The authors readily accept that, although the evidence base for periodontal disease risk scoring is strong,13–16 that for caries risk scoring is less so. There is scope for future work on the validity of caries risk scoring which will be facilitated by the data generated by DEPPA.

Finally, the pilot group were keen to see the 'user-friendliness' of DEPPA evolve from this pilot version. Question 1, concerning this aspect, received the lowest feedback score at 7.6/10. Many useful suggestions were made, on how this could be achieved. Prior to the launch of DEPPA on 26 April 2013 at the BDA conference, two changes were made in this area: 1) reorganising the inputs so that those questions requiring patients' answers appear together at the start of the data input screen before those inputs requiring data from clinical examination, and 2) creating an optional facility for patients to self-enter these inputs using a tablet system, with the answers being subsequently accessible to the dentist to check and modify. These changes save valuable chair-side time.

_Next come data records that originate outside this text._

PR #31, opened 2021-06-15
chore: rename docs module from js-services to javascript

pvlugter:
Rename from `js-services` to `javascript`. Keep a copy at the old location during the transition. Already published to the [`docs/current` branch](https://github.com/lightbend/akkaserverless-javascript-sdk/tree/docs/current/docs/build/src/managed/modules).


ennru (approved):
LGTM.

PR #19, opened 2021-06-04
Value Entity example for the docs

andreaTP:
Following the example for Java developed here:

https://github.com/lightbend/akkaserverless-java-sdk/pull/11

This is the translation for JS.

PR #33, opened 2021-06-15
perf/fix: selective header forwarding to user function 

johanandren:
List of headers to be forwarded in component options.

Manually verified against the updated proxy.

This is waiting on a release of proxy with lightbend/akkaserverless-framework#729 merged.

### DIFF
--- a/sdk/package.json
+++ b/sdk/package.json
@@ -86,7 +86,7 @@
     "print-version": "echo $npm_package_version",
     "watch-jsdoc": "npm-watch jsdoc",
     "jsdoc": "jsdoc -c jsdoc.json",
-    "test": "mocha ./test/**/*.* --recursive --unhandled-rejections=strict",
+    "test": "mocha ./test/*.test.* ./test/**/*.* --recursive --unhandled-rejections=strict",
     "integration-test": "npm run compile && mocha integration-test",
     "preintegration-test": "bin/compile-descriptor.js test/example.proto --descriptor_set_out=integration-test/user-function.desc",
     "prepare": "bin/prepare.sh",
--- a/sdk/src/action.js
+++ b/sdk/src/action.js
@@ -28,6 +28,7 @@ const actionServices = new ActionSupport();
  *
  * @typedef module:akkaserverless.Action~options
  * @property {array<string>} [includeDirs=["."]] The directories to include when looking up imported protobuf files.
+ * @property {array<string>} forwardHeaders request headers to be forwarded as metadata to the action
  */
 
 /**
--- a/sdk/src/akkaserverless.ts
+++ b/sdk/src/akkaserverless.ts
@@ -60,16 +60,22 @@ export interface EntityPassivationStrategy {
 }
 
 export interface ComponentOptions {
-  entityType: string;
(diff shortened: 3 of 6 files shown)


sdk/package-lock.json
```diff
@@ -1,7093 +1,8 @@
 {
   "name": "@lightbend/akkaserverless-javascript-sdk",
   "version": "0.0.0",
-  "lockfileVersion": 2,
+  "lockfileVersion": 1,
```
pvlugter, line 4: The lock file was updated to v2 for npm 7 (in #19). We probably don't want to keep going back and forth, so using node 14 with upgraded npm 7 will be required locally now.

johanandren: Ah, accidentally committed mostly

andreaTP:
Not a big deal but I added some tests in #38 that can cover this use case:
https://github.com/lightbend/akkaserverless-javascript-sdk/pull/38/files#diff-a41d11ba5add430fe99954315fe0cf537270d4facfc493edf1abb84537af6ba6R144-R167

johanandren:
Note that this still is waiting for the next proxy release with the protocol change.

sdk/test/akkaserverless-test.js
```diff
@@ -15,6 +15,7 @@
  */
 
 const should = require('chai').should();
+const expect = require('chai').expect;
```
andreaTP, line 18: should we converge to one testing style?
I am not strongly opinionated but I do prefer to stitch with one "per-cdebase"

sdk/package-lock.json
andreaTP: still on `v1`

sdk/test/akkaserverless-test.js
```diff
@@ -154,6 +156,9 @@ At package.test.json:2:4:
     comp.getComponentType().should.equal('my-type');
     comp.getEntity().getEntityType().should.equal('my-entity-type');
     should.equal(comp.getEntity().getPassivationStrategy(), undefined);
+    expect(comp.getEntity().getForwardHeadersList()).to.have.same.members([
```
andreaTP, line 159: should we have a quick test for the two possible code-paths?

sdk/test/akkaserverless-test.js
johanandren: Sure, no strong preference, just didn't find API to express the same assertion with `should`, do you know how that would look for the this array should have the same elements as that array?

pvlugter: Should be able to just rewrite in `should` format:

```js
comp.getEntity().getForwardHeadersList().should.have.same.members([
  'x-my-header'
]);
```

sdk/test/akkaserverless-test.js
andreaTP: yup, is it supposed to happen at all?

johanandren: Yeah, action should be able to pick up headers as well

johanandren: Covered

pvlugter (approved):
LGTM

PR #34, opened 2021-06-15
Fix testkit MockEventSourcedEntity comment casing

beritou:


pvlugter (approved):

pvlugter:
This is from the code generation, so will also need to be updated in the template there.

PR #40, opened 2021-06-16
Include a process-uuid for quicker dev mode refresh/reconnect

johanandren:
SDK side of https://github.com/lightbend/akkaserverless-framework/pull/741


johanandren:
Closing this as we need something else that covers both dev and prod.

andreaTP:
Not sure if this fits the use case, but let me drop here a line, getting an ID from a File follows standard Linux practices.
E.g. in dev you can point to: `/dev/random` and in prod you can point to a static file (mounted or not from configmap / secrets). @johanandren

PR #2081, opened 2021-04-12
config: rename headers to set_response_headers

calebdoxsey:
## Summary
This config setting was ambiguous about what it was for. With this change we rename it to `set_response_headers` to make it clear that it sets the response headers of the HTTP response.

## Checklist
- [x] updated docs
- [x] updated unit tests
- [ ] updated UPGRADING.md
- [x] ready for review

### DIFF
--- a/config/options.go
+++ b/config/options.go
@@ -170,9 +170,9 @@ type Options struct {
 	SigningKey          string `mapstructure:"signing_key" yaml:"signing_key,omitempty"`
 	SigningKeyAlgorithm string `mapstructure:"signing_key_algorithm" yaml:"signing_key_algorithm,omitempty"`
 
-	// Headers to set on all proxied requests. Add a 'disable' key map to turn off.
-	HeadersEnv string            `yaml:",omitempty"`
-	Headers    map[string]string `yaml:",omitempty"`
+	HeadersEnv string `yaml:",omitempty"`
+	// SetResponseHeaders to set on all proxied requests. Add a 'disable' key map to turn off.
+	SetResponseHeaders map[string]string `yaml:",omitempty"`
 
 	// List of JWT claims to insert as x-pomerium-claim-* headers on proxied requests
 	JWTClaimsHeaders JWTClaimHeaders `mapstructure:"jwt_claims_headers" yaml:"jwt_claims_headers,omitempty"`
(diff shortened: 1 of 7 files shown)


wasaga (approved):

pkg/grpc/config/config.proto
```diff
@@ -149,7 +149,7 @@ message Settings {
   optional string certificate_authority_file = 35;
   optional string signing_key = 36;
   optional string signing_key_algorithm = 62;
-  map<string, string> headers = 69;
+  map<string, string> set_response_headers = 69;
```
desimone, line 152: Just double checking that this is fine to rename?

config/options.go
```diff
@@ -445,12 +445,23 @@ func (o *Options) parseHeaders() error {
...
+	}
+
+	if o.viperIsSet("headers") {
+		log.Warn().Msg("config: headers has been renamed to set_response_headers and may be removed in the future")
+	}
+
+	// option was renamed from `headers` to `set_response_headers`. Both config settings are supported.
+	headerKeys := []string{"headers", "set_response_headers"}
+	for _, headerKey := range headerKeys {
+		if o.viperIsSet(headerKey) {
```
desimone, line 459: I think we could also add a `header!=nil` check here to avoid looping again if values are found for a given key since we would overwrite the value anyway?

desimone (approved):
LGTM. One small suggestion, and a question. 

I'm also thinking we should follow up with the ability to set route local response headers similar to how we do for [request headers](https://www.pomerium.io/reference/#set-request-headers) which I imagine is where most folks want to apply this.

pkg/grpc/config/config.proto
calebdoxsey: yes it should be. protobuf is purely by the field id unless we use reflection

config/options.go
calebdoxsey: Sorry I don't understand. What check do I need to add?

desimone: I was just thinking it could be possible to break early if `headers` was already set vs the current behavior would check both, and then overwrite whatever was in `headers` with `set_response_headers` which probably what we want anyway.

config/options.go
```diff
@@ -445,12 +445,23 @@ func (o *Options) parseHeaders() error {
...
-		o.Headers = headers
-	} else if o.viperIsSet("headers") {
-		if err := o.viper.UnmarshalKey("headers", &headers); err != nil {
-			return fmt.Errorf("header %s failed to parse: %w", o.viper.Get("headers"), err)
+		o.SetResponseHeaders = headers
+		return nil
+	}
+
+	if o.viperIsSet("headers") {
+		log.Warn().Msg("config: headers has been renamed to set_response_headers and may be removed in the future")
```
desimone, line 453:
```suggestion
		log.Warn().Msg("config: headers has been renamed to set_response_headers will be removed in v0.16")
```

desimone (approved):
LGTM, added a comment specify when we plan to deprecate, and I created FUP issue to remind us to do just that :)

PR #2092, opened 2021-04-15
config: don't change address value on databroker or authorize

### LINKED ISSUE #2091: Databroker fails to associate correct TLS cert with listener downstream context
## What happened?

One limitation of the current study was that the pilot group were not randomly selected from all Excel general dental practitioners and were a mix of advisors, Excel and non-Excel GDPs in order to provide broad representation, but this does limit the generalisability of the opinions expressed.

Conclusions

Having addressed and re-piloted the caries risk score and user friendliness issues raised in the initial pilot, the integrated online oral health and risk assessment tool reported here as DEPPA appears fit for purpose as a pragmatic analytical and biofeedback tool. DEPPA will allow dental teams to measure oral health status, future disease risk and receive ongoing guidance on capitation fee setting. The indications are that DEPPA could be a valuable audit, care planning and patient communication tool, since the centralised data collection format will allow analysis of many thousands of patient inputs in a longitudinal manner, facilitating algorithm modification according to recorded outcomes.